Combining the analysis of T3394C and G7697A with the M9a1a1c1b haplogroup in our study showed that all samples with this haplogroup contain the T3394C and G7697A variants. The presence of T3394C on haplogroup M9a may enhance the activity of mitochondrial complex I, which may cause an expression level change of hypoxia-inducible factor 1 and 2. The increase in complex I activity may allow the body to adapt to the hypoxic environment.13 The G7697A variant is located on the COXII encoding cytochrome C oxidase subunit 2 (COXII). Cytochrome C oxidase, also known as mitochondrial complex IV, is the rate-limiting enzyme of the oxidative phosphorylation process in the mitochondrial respiratory chain and is directly involved in mitochondrial oxygen consumption and energy generation. The COXII subunit carries binding sites for cytochrome, which can be combined with cytochrome C, consequently leading to an oxidoreduction reaction at the mitochondrial cytoplasmic surface. Finally, electrons are transferred to O2, and H+ is pumped out of the mitochondrial inner membrane for ATP synthesis. It is possible that a conformational change of the protein caused by G7697A may affect the activity of cytochrome C oxidase, leading to changes in the body's oxygen consumption and ATP production rate that eventually affect oxygen consumption in hypoxic environment. Haplogroup M9a1a1c1b is likely involved in adaptation to hypoxia, mainly due to the T3394C and G7697A variants. These two variants can improve the activity of the mitochondrial respiratory chain complexes I and IV, thereby allowing the body to adapt to hypoxic environment.

MtDNA is subject to features of maternal inheritance, such as the lack of recombination and a high evolutionary rate, which make it feasible for studies on human evolution, population migration and environmental adaptation. Additionally, mitochondrial diversity is under selection pressure of the environment. Therefore, certain haplogroups of mtDNA may be enriched in particular environments.20 In our study, we found two mitochondrial haplogroups (M9a1a1c1b and G) that were enriched in populations living in hypoxic environments. We also explored the possible hypoxic adaptation mechanisms of haplogroup M9a1a1c1b. Meanwhile, it should be noted that we divided different ethnic groups into a low-altitude group and a high-altitude group to minimize bias caused by differences between ethnic groups. We have carried out the Bonferroni correction for multiple test, and the corrected P-values were >0.05. Although our statistical power was limited by the sample size in this study, we attempted to minimize bias by analyzing and comparing our SNP frequencies with previously published data. And our results still show a significant trend of natural selection on mitochondrial haplogroups.

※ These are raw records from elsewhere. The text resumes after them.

PR #379, opened 2025-01-28
enhance: add ability to create and move google docs to specific drive folders

njhale:
Addresses https://github.com/obot-platform/obot/issues/1491

### DIFF
--- a/google/credential/tool.gpt
+++ b/google/credential/tool.gpt
@@ -9,5 +9,6 @@ Share Credential: ../../oauth2 as google
         https://www.googleapis.com/auth/documents
         https://mail.google.com/
         https://www.googleapis.com/auth/gmail.readonly
-        https://www.googleapis.com/auth/gmail.compose" as scope
+        https://www.googleapis.com/auth/gmail.compose
+        https://www.googleapis.com/auth/drive" as scope
 Type: credential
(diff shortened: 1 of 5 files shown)


google/credential/tool.gpt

In summary, the mitochondrial haplogroups B and M7 may be negatively correlated with adaptation to hypoxia and may cause inadaptability to a hypoxic environment. In contrast, haplogroups G and M9a1a1c1b are enriched in populations living in hypoxic environments. Haplogroup M9a1a1c1b carries the T3394C and G7697A variants, which may increase the activity of mitochondrial respiratory chain complexes, thereby leading to hypoxic adaptation. Therefore, we hypothesize that the mitochondrial genome of the Tibetans living at altitudes above 3000 m may be under selection from the high-altitude hypoxic environment.